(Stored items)
——
PR #859, opened 2025-01-24
Update `ato install`

mawildoer:
Link generics by default on install.
Change option for vendoring to `--vendor`
Install generics by default on `ato create`

### DIFF
--- a/src/atopile/cli/create.py
+++ b/src/atopile/cli/create.py
@@ -232,7 +232,7 @@ def project(
 
     # Install dependencies listed in the ato.yaml, typically just generics
     do_install(
-        to_install=None,
+        to_install="generics",
         link=True,
         upgrade=True,
         path=Path(repo_obj.working_tree_dir),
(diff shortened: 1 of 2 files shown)


src/atopile/cli/install.py
```diff
@@ -153,7 +156,11 @@ def add_dependency(config_data, new_data):
             config_data["dependencies"] = []
 
         for i, dep in enumerate(config_data["dependencies"]):
-            if dep["name"] == new_data["name"]:
+            if not isinstance(dep, dict):
```
mawildoer, line 159: Supports old configs w/ just raw name as entry

src/atopile/cli/create.py
```diff
@@ -232,7 +232,7 @@ def project(
 
     # Install dependencies listed in the ato.yaml, typically just generics
     do_install(
-        to_install=None,
+        to_install="generics",
```
mawildoer, line 235: Project template currently had "generics" in it.

This is a trade-off, but is required since otherwise the generics is unversioned in the project you're currently in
——
> [PROBLEM DESCRIPTION]: Reproduce the entries above exactly.

> [YOUR SOLUTION]:
PR #859, opened 2025-01-24
Update `ato install`

mawildoer:
Link generics by default on install.
Change option for vendoring to `--vendor`
Install generics by default on `ato create`

### DIFF
--- a/src/atopile/cli/create.py
+++ b/src/atopile/cli/create.py
@@ -232,7 +232,7 @@ def project(
 
     # Install dependencies listed in the ato.yaml, typically just generics
     do_install(
-        to_install=None,
+        to_install="generics",
         link=True,
         upgrade=True,
         path=Path(repo_obj.working_tree_dir),
(diff shortened: 1 of 2 files shown)


src/atopile/cli/install.py
```diff
@@ -153,7 +156,11 @@ def add_dependency(config_data, new_data):
             config_data["dependencies"] = []
 
         for i, dep in enumerate(config_data["dependencies"]):
-            if dep["name"] == new_data["name"]:
+            if not isinstance(dep, dict):
```
mawildoer, line 159: Supports old configs w/ just raw name as entry

src/atopile/cli/create.py
```diff
@@ -232,7 +232,7 @@ def project(
 
     # Install dependencies listed in the ato.yaml, typically just generics
     do_install(
-        to_install=None,
+        to_install="generics",
```
mawildoer, line 235: Project template currently had "generics" in it.

This is a trade-off, but is required since otherwise the generics is unversioned in the project you're currently in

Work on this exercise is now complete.